_Task brief_
For this exercise, return all the data exactly as it stands.

Saved data entries
PR #196, opened 2024-03-14
Consider type variable when updating used classes

LoiNguyenCS:
Professor,

This PR handles the bug where a type variable is ignored when updating used classes, leading to uncompiled output. Please take a look. Thank you.


kelloggm (approved):
LGTM

PR #198, opened 2024-03-14
Fix how static imports are preserved

kelloggm:
I'm hopeful that this is the last thing necessary for cf-6388 to pass.


LoiNguyenCS (approved):
LGTM.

_Output of the task_
PR #196, opened 2024-03-14
Consider type variable when updating used classes

LoiNguyenCS:
Professor,

This PR handles the bug where a type variable is ignored when updating used classes, leading to uncompiled output. Please take a look. Thank you.


kelloggm (approved):
LGTM

PR #198, opened 2024-03-14
Fix how static imports are preserved

kelloggm:
I'm hopeful that this is the last thing necessary for cf-6388 to pass.


LoiNguyenCS (approved):
LGTM.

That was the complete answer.